Lightweight Object Detection Using Quantized YOLOv4-Tiny for Emergency Response in Aerial Imagery

This paper presents a lightweight and energy-efficient object detection solution for aerial imagery captured during emergency response situations. We focus on deploying the YOLOv4-Tiny model, a compact convolutional neural network, optimized through post-training quantization to INT8 precision. The model is trained on a custom-curated aerial emergency dataset, consisting of 10,820 annotated images covering critical emergency scenarios. Unlike prior works that rely on publicly available datasets, we created this dataset ourselves due to the lack of publicly available drone-view emergency imagery, making the dataset itself a key contribution of this work. The quantized model is evaluated against YOLOv5-small across multiple metrics, including mean Average Precision (mAP), F1 score, inference time, and model size. Experimental results demonstrate that the quantized YOLOv4-Tiny achieves comparable detection performance while reducing the model size from 22.5 MB to 6.4 MB and improving inference speed by 44\%. With a 71\% reduction in model size and a 44\% increase in inference speed, the quantized YOLOv4-Tiny model proves highly suitable for real-time emergency detection on low-power edge devices.

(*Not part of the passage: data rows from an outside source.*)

Issue #186, opened 2026-07-13
useLiveEvents.ts: /api/anti-patterns REST hydration pushes target/count as undefined into the live store


chrisdhaan:
## Description

`src/web/hooks/useLiveEvents.ts`'s `hydrateFromApi()` fetches `/api/anti-patterns` directly (bypassing `src/web/api/client.ts`) and pushes each result into the live store via `store.pushAntiPattern(ap as unknown as { type: string; target: string; count: number })`. The live store's `pushAntiPattern` expects an `AntiPatternEvent` (`src/web/store/liveStore.ts`) with required `target: string` and `count: number` fields.

The real server-side `AntiPattern` type (returned by `/api/anti-patterns`, see `src/metrics/anti-patterns.ts`) has no `target` or `count` fields at all — its fields are `type`, `file?`, `command?`, `bashCategory?`, `iterations?`, `readCount?`, `repeatCount?`, `editCount?`, `agentCount?`, `suggestion`.

## Impact

Every anti-pattern object hydrated via this REST path — i.e. on initial page load, before the first SSE anti-pattern event arrives — gets `target: undefined` and `count: undefined` pushed into the live store, despite the store's type declaring both as required. Any UI reading `target`/`count` off a REST-hydrated entry would render `undefined` until the first real SSE anti-pattern event replaces it.

## Why this was invisible until now

Before v1.4.34 (part of the #141 typed-response-contracts series), the fetch's result was cast from `Promise<unknown>`, which permits an unchecked single-assertion cast to any shape. Typing it properly as `Promise<AntiPattern[]>` (the real, accurate shape) made the cast to `{ type; target; count }` fail TypeScript's structural-overlap check, forcing a `as unknown as` double-cast to keep compiling — which is the correct, behavior-preserving fix for that release (a type-only release, no runtime changes), but it makes this pre-existing mismatch visible for the first time.

## Suggested fix

Either:
- Change `AntiPatternEvent`/`pushAntiPattern`'s expected shape to match the real `AntiPattern` type (if the REST hydration path is meant to feed the same store as SSE), or
- Map the real `AntiPattern` fields to whatever `target`/`count` are supposed to represent (e.g. `target` from `file`/`command`, `count` from `iterations`/`readCount`/etc., mirroring the fallback chain already used in `Today.tsx` for the same fields), or
- Determine whether this hydration path is dead/unreachable in practice and remove it if so.

[...]

Issue #141, opened 2026-07-11
src/web/api/client.ts: consider typed response contracts instead of Promise<unknown>


chrisdhaan:
## Description

Nearly every export in `src/web/api/client.ts` (~25 of them) is typed `Promise<unknown>` — there is no compile-time contract for what shape a route actually returns, only `fetchHealth()` has a real type.

## Why this matters

This is the likely root-cause enabler behind a bug pattern that hit **3 different views** in a recent `src/web/` dashboard audit: a backend field is genuinely computed and exposed elsewhere, but a specific view's response object never attaches it, and nothing catches the mismatch at compile time because every consumer reads from an `unknown`-typed response. Confirmed instances: Sessions.tsx's Quality/Tool-Selection cards (#130), Audit.tsx's dropped severity (#133), and the dead `filesRead`/`antiPatterns` fields (#140).

## Decision (2026-07-11)

Discussed as part of that audit's follow-up: real value, but adding ~25 typed response contracts is its own scoped effort — **track as a future improvement, not bundled into the cleanup fixes from that audit.**

## Scope

Define response types for each route in `src/dashboard/routes/api-handler.ts` and thread them through the corresponding `client.ts` export, so a future field-mismatch is a compile error instead of a silent `undefined`.

PR #187, opened 2026-07-13
v1.4.34: client.ts typed response contracts — Today.tsx cluster

chrisdhaan:
## Summary

Progress on #141: gives `src/web/api/client.ts`'s dashboard API functions real TypeScript response interfaces instead of `Promise<unknown>`, removing the matching `as Promise<T>` casts at call sites. This release covers the 15 functions consumed by `src/web/views/Today.tsx`, plus reconciling two duplicate/undertyped response shapes in `src/web/hooks/useLiveEvents.ts`. Part of an ongoing effort to type the rest of the dashboard's API layer — #141 stays open until the remaining views are covered.

- All 15 interfaces were derived by reading the real route handlers in `src/dashboard/routes/api-handler.ts` and the underlying tracker classes (`src/metrics/*.ts`), not guessed.
- Every interface is declared locally in `client.ts` (matching the existing `HealthResponse` precedent), since `src/web` builds under a separate `tsconfig.web.json` that excludes server-side source.
- View-local interfaces that were exact duplicates of the new canonical types were deleted in favor of importing the canonical type; narrower view-local projections were left in place.
- `fetchActivityHeatmap` became an overloaded function (`'today'`/`'history'` literal args each resolve to their own concrete response type) since it returns one of two shapes depending on its argument.

**Also discovered, filed as #186, not fixed here (behavior change, out of scope for a type-only release):** `useLiveEvents.ts`'s `/api/anti-patterns` REST hydration path pushes `target: undefined`/`count: undefined` into the live store, since the real server `AntiPattern` type has no such fields. Invisible before this release because the code cast from `unknown`; now visible as a forced `as unknown as` double-cast.

**Tooling note for future `src/web/` work:** `npm run build` (Vite/esbuild, no type-checking) and `npm run lint` (no `parserOptions.project`) don't catch TypeScript errors in `src/web/**`. Use `npx tsc --noEmit -p tsconfig.web.json` to actually type-check that directory.

## Test plan

- [x] `npm run build && npm test && npm run lint` clean
- [x] `npx tsc --noEmit -p tsconfig.web.json` — zero new errors vs. base
- [x] Zero remaining `as Promise<` casts in `Today.tsx`; all 15 target functions no longer `Promise<unknown>`
- [x] `scripts/verify-public-diff.sh` passed clean

### DIFF
--- a/CHANGELOG.md
+++ b/CHANGELOG.md
@@ -5,6 +5,12 @@ All notable changes to this project will be documented in this file.
 The format is based on [Keep a Changelog](https://keepachangelog.com/en/1.1.0/),
 and this project adheres to [Semantic Versioning](https://semver.org/spec/v2.0.0.html).
 
+## [1.4.34] - 2026-07-13
+
+### Fixed
+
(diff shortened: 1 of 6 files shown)


corinnekunze:

PR #190, opened 2026-07-14
v1.4.36: client.ts typed response contracts — Settings/Alerts/ContextBar/Audit cluster

### LINKED ISSUE #141: src/web/api/client.ts: consider typed response contracts instead of Promise<unknown>

chrisdhaan:
## Summary

Part 3 of 3 for #141. Types the last 7 `Promise<unknown>` exports in `src/web/api/client.ts`, consumed by the Settings, Alerts, ContextBar, and Audit views:

- `fetchAuditLog` → `AuditEntry` (also fixes a real type-accuracy bug: `sessionId` is `string | null` at runtime, not `string | undefined` as previously declared — render-invisible, since the one render site already uses `??`)
- `fetchContext` → `ContextResponse` (includes `history` for full accuracy, even though unused today)
- `fetchSettings` → new shared `SettingsResponse` superset type (consumed by both Settings.tsx and Alerts.tsx, each keeping its own narrower local `SettingsData` via structural assignability — no cast needed)
- `fetchDiagnostics` → `DiagnosticCheck[]` (moved from a byte-identical local interface)
- `patchSettings` → `PatchSettingsResponse`
- `postDigestSend` → `DigestSendResponse`

Also deletes the confirmed-dead `fetchSessionToday` export (zero consumers anywhere in `src/web`, including tests) and its now-unused `qk.sessionToday` query key — the one other `Promise<unknown>` left in the file besides these 7.

**`grep -n "Promise<unknown>" src/web/api/client.ts` now returns nothing** — every exported function in `client.ts` has a real response interface. Fixes #141.

Every new interface is redeclared locally in `client.ts` (never imported from server source — `tsconfig.web.json` excludes it entirely), mirroring the real backend shape cited in each interface's own comment.

No behavior changes anywhere in this PR.

## Test plan

- [x] `npx tsc --noEmit -p tsconfig.web.json` — zero new errors vs. baseline
- [x] `npm run build` — clean
- [x] `npm test` — 129/130 suites, 3956/3959 tests passing
- [x] `npm run lint` — only the pre-existing gap in `scripts/*.ts` (1 error + 5 warnings), nothing new
- [x] Every new interface independently re-verified against its real backend source by a final whole-branch review, not just per-task reports

### DIFF
--- a/CHANGELOG.md
+++ b/CHANGELOG.md
@@ -5,6 +5,10 @@ All notable changes to this project will be documented in this file.
 The format is based on [Keep a Changelog](https://keepachangelog.com/en/1.1.0/),
 and this project adheres to [Semantic Versioning](https://semver.org/spec/v2.0.0.html).
 
+## [1.4.36] - 2026-07-13
+
+- Typed the last 7 `client.ts` response contracts, consumed by the Settings, Alerts, ContextBar, and Audit views (`fetchAuditLog`, `fetchContext`, `fetchSettings`, `fetchDiagnostics`, `patchSettings`, `postDigestSend`), removing the `as Promise<T>` casts these views previously needed. Also removed the unused `fetchSessionToday` export, which had zero consumers. This closes the effort to type the rest of the dashboard's API layer (#141) — every exported function in `client.ts` now has a real response interface instead of `Promise<unknown>`.
+
 ## [1.4.35] - 2026-07-13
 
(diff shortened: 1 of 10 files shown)


corinnekunze:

Efficient Edge Deployment of Quantized YOLOv4-Tiny for Aerial Emergency Object Detection on Raspberry Pi 5

This paper presents the deployment and performance evaluation of a quantized YOLOv4-Tiny model for real-time object detection in aerial emergency imagery on a resource-constrained edge device the Raspberry Pi 5. The YOLOv4-Tiny model was quantized to INT8 precision using TensorFlow Lite post-training quantization techniques and evaluated for detection speed, power consumption, and thermal feasibility under embedded deployment conditions. The quantized model achieved an inference time of 28.2 ms per image with an average power consumption of 13.85 W, demonstrating a significant reduction in power usage compared to its FP32 counterpart. Detection accuracy remained robust across key emergency classes such as Ambulance, Police, Fire Engine, and Car Crash. These results highlight the potential of low-power embedded AI systems for real-time deployment in safety-critical emergency response applications.

YOLOv5-Based Object Detection for Emergency Response in Aerial Imagery

This paper presents a robust approach for object detection in aerial imagery using the YOLOv5 model. We focus on identifying critical objects such as ambulances, car crashes, police vehicles, tow trucks, fire engines, overturned cars, and vehicles on fire. By leveraging a custom dataset, we outline the complete pipeline from data collection and annotation to model training and evaluation. Our results demonstrate that YOLOv5 effectively balances speed and accuracy, making it suitable for real-time emergency response applications. This work addresses key challenges in aerial imagery, including small object detection and complex backgrounds, and provides insights for future research in automated emergency response systems.